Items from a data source
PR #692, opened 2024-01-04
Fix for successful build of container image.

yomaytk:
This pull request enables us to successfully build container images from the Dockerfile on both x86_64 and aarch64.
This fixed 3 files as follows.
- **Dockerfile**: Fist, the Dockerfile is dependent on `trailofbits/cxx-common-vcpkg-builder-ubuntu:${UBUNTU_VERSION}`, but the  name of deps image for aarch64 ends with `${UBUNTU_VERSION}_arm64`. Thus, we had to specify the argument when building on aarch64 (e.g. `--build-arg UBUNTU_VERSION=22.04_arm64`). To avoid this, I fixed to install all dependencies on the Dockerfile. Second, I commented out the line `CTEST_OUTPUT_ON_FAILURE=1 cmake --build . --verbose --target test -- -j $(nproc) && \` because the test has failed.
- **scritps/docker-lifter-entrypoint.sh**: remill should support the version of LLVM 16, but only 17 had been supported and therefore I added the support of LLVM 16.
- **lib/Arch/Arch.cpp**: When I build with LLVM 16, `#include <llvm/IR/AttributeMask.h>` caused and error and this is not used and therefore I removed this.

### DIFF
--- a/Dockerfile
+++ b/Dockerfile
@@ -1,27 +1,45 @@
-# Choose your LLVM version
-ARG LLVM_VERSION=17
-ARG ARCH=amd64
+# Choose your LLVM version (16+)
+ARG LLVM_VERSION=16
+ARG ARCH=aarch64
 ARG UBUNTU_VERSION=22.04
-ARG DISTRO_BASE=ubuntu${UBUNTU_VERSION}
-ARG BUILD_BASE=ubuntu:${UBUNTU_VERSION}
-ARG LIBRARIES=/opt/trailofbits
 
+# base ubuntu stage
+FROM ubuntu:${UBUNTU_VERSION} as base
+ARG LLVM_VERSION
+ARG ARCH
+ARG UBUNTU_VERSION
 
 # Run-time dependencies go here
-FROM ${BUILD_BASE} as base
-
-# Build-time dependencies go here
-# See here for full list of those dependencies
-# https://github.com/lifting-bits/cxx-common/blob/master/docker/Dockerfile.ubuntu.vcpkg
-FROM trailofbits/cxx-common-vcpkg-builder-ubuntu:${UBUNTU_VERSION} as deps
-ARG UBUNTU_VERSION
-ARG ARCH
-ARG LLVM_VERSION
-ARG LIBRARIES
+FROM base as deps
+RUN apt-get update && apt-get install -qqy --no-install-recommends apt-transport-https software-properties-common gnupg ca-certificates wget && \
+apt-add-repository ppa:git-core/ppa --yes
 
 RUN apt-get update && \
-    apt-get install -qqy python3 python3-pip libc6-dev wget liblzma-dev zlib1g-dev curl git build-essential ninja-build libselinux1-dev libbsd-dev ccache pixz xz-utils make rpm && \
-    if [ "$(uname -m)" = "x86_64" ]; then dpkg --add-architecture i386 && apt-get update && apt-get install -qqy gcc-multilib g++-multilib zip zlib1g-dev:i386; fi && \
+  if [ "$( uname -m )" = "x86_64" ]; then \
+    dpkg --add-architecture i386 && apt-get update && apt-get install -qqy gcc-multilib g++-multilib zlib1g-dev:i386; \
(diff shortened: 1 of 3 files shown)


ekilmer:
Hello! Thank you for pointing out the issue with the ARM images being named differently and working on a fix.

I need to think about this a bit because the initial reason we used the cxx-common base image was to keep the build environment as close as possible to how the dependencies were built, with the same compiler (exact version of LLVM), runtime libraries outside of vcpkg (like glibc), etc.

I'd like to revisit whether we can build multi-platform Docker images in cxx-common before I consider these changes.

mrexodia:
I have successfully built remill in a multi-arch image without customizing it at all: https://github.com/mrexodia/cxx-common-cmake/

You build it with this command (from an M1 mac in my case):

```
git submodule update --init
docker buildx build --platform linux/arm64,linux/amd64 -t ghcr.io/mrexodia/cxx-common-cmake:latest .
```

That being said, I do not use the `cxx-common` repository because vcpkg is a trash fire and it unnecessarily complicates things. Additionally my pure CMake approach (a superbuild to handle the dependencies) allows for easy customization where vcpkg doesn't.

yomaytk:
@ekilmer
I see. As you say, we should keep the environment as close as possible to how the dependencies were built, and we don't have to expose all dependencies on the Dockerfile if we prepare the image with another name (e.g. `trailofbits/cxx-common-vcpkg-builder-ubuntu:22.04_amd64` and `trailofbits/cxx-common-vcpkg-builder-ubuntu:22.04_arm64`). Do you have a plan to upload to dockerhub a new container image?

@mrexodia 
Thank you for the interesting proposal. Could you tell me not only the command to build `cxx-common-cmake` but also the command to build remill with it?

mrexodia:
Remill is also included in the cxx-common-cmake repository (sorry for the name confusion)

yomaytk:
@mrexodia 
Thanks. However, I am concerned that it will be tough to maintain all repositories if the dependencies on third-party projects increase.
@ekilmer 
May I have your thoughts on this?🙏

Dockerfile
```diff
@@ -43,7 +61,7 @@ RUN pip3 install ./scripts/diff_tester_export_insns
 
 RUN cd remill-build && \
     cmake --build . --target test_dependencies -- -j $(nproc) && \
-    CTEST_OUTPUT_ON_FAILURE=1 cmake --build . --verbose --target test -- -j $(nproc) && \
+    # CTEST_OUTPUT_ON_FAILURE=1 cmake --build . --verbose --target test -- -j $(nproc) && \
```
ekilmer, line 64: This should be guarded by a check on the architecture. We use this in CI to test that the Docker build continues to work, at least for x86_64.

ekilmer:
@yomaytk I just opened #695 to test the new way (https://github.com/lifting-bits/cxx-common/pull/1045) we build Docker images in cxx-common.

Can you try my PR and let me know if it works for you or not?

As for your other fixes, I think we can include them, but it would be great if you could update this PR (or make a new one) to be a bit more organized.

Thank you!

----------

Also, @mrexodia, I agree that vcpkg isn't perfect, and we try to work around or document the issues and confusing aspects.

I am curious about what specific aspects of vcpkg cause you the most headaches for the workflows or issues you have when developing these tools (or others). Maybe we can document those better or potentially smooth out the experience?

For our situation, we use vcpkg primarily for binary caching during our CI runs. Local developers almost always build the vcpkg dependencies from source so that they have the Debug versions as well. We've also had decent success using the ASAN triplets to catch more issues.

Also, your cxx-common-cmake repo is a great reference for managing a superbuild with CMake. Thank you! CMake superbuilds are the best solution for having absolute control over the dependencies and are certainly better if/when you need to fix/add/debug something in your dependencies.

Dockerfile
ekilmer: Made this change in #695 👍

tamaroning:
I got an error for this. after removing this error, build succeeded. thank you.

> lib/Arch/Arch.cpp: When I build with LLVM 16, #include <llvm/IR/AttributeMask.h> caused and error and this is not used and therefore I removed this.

◆ Task instructions
Gather all lines of the records that include the word "being".

◆ Your solution
Hello! Thank you for pointing out the issue with the ARM images being named differently and working on a fix.
That being said, I do not use the `cxx-common` repository because vcpkg is a trash fire and it unnecessarily complicates things. Additionally my pure CMake approach (a superbuild to handle the dependencies) allows for easy customization where vcpkg doesn't.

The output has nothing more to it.